▶ WORK TO COMPLETE
A stretch of the entries below is to be set down exactly, running from the line with "PR #757, opened 2022-05-30" through the line with "Looks good to me. A", both included, and no other line.

(Stored dataset items)
[Start of section]

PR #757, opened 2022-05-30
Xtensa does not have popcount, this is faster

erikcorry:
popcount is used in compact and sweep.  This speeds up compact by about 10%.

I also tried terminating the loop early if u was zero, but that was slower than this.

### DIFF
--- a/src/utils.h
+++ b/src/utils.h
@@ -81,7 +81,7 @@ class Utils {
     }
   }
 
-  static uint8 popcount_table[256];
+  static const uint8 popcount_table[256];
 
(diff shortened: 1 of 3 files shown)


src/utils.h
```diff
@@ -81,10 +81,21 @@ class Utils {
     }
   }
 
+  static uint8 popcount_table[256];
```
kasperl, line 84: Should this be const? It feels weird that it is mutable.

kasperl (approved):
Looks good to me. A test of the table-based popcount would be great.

[End of section]
[Start of section]

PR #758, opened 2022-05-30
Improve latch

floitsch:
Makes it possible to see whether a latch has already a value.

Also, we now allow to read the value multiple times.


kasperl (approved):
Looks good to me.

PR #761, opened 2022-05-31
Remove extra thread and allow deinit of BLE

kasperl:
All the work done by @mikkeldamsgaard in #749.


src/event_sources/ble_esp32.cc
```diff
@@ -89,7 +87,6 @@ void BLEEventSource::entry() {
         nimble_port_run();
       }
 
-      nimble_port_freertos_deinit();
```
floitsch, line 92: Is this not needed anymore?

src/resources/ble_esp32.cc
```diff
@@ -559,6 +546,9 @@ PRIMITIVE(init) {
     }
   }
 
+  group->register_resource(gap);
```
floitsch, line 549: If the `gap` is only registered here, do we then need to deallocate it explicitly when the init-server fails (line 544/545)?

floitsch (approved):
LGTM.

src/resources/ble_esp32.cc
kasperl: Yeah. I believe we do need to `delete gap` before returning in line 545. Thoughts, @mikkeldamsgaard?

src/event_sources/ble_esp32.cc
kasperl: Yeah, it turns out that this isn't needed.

[End of section]
[Start of section]

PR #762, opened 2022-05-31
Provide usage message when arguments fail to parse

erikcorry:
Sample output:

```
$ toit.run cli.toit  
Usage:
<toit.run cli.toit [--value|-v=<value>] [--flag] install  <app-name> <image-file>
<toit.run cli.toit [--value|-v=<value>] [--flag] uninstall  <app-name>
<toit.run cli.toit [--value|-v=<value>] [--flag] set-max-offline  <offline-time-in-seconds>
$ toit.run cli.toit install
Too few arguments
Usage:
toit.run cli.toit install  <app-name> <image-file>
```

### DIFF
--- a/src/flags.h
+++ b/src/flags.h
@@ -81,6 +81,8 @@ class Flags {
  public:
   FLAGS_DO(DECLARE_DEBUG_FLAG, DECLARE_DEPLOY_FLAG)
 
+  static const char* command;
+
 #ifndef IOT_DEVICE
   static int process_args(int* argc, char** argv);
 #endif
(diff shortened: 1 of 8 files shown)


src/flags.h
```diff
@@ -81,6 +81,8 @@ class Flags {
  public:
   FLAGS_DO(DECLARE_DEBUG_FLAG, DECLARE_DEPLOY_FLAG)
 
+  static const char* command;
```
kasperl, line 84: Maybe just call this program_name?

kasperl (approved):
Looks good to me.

[End of section]

▶ EXPECTED OUTPUT
PR #757, opened 2022-05-30
Xtensa does not have popcount, this is faster

erikcorry:
popcount is used in compact and sweep.  This speeds up compact by about 10%.

I also tried terminating the loop early if u was zero, but that was slower than this.

### DIFF
--- a/src/utils.h
+++ b/src/utils.h
@@ -81,7 +81,7 @@ class Utils {
     }
   }
 
-  static uint8 popcount_table[256];
+  static const uint8 popcount_table[256];
 
(diff shortened: 1 of 3 files shown)


src/utils.h
```diff
@@ -81,10 +81,21 @@ class Utils {
     }
   }
 
+  static uint8 popcount_table[256];
```
kasperl, line 84: Should this be const? It feels weird that it is mutable.

kasperl (approved):
Looks good to me. A test of the table-based popcount would be great.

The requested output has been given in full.